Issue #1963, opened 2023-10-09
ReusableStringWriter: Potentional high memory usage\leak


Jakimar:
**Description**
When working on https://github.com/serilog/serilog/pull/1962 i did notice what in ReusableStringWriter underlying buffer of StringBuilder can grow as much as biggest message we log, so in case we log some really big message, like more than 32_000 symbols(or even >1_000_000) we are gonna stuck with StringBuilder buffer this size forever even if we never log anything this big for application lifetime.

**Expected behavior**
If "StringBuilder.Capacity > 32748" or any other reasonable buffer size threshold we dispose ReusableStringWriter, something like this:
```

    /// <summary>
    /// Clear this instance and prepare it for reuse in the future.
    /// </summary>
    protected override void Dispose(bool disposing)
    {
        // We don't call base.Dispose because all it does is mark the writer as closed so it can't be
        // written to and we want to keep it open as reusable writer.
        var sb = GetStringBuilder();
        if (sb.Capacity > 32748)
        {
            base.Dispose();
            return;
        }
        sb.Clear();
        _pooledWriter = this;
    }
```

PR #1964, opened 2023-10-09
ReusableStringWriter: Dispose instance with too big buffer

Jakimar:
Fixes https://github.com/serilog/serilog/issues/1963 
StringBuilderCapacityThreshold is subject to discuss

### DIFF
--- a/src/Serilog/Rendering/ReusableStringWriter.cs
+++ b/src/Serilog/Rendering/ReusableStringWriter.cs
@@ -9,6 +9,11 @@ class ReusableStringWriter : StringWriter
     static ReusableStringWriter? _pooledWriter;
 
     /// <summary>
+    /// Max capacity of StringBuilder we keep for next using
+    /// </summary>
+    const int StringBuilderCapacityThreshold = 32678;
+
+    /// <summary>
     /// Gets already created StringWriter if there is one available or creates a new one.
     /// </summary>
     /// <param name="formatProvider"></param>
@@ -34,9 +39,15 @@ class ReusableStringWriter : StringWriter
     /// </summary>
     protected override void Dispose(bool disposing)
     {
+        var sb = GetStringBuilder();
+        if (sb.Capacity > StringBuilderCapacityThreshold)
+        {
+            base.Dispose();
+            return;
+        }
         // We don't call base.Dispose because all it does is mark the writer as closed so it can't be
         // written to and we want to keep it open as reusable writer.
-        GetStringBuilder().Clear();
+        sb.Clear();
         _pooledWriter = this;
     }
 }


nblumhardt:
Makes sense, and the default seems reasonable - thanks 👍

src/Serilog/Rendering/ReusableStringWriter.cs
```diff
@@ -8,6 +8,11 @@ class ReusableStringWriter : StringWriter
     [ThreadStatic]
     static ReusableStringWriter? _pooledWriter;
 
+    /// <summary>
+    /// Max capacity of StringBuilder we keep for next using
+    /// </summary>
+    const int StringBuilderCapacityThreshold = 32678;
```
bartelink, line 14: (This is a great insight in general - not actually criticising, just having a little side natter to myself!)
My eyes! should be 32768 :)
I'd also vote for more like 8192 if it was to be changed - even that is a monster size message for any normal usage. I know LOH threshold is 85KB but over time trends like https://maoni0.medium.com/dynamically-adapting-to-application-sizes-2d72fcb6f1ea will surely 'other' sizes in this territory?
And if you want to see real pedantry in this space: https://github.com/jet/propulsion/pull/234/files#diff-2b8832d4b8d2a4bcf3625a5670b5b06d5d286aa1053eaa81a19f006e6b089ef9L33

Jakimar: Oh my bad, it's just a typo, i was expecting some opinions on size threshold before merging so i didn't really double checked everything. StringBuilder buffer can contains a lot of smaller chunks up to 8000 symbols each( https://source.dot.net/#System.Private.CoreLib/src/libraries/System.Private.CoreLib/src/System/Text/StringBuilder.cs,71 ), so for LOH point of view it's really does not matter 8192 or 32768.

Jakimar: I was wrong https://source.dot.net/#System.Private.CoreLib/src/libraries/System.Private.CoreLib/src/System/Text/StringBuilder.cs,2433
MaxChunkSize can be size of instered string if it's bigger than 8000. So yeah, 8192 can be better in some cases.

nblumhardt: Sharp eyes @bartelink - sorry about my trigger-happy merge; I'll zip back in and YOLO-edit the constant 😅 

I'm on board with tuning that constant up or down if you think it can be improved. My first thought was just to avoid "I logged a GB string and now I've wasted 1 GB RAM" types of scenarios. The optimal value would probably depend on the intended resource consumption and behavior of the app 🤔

++++++++++++++++++++

◆ AIM OF THE EXERCISE
This exercise requires the number of lines in the entries holding the word "bool", written alone.

◆ ANSWER SPACE
2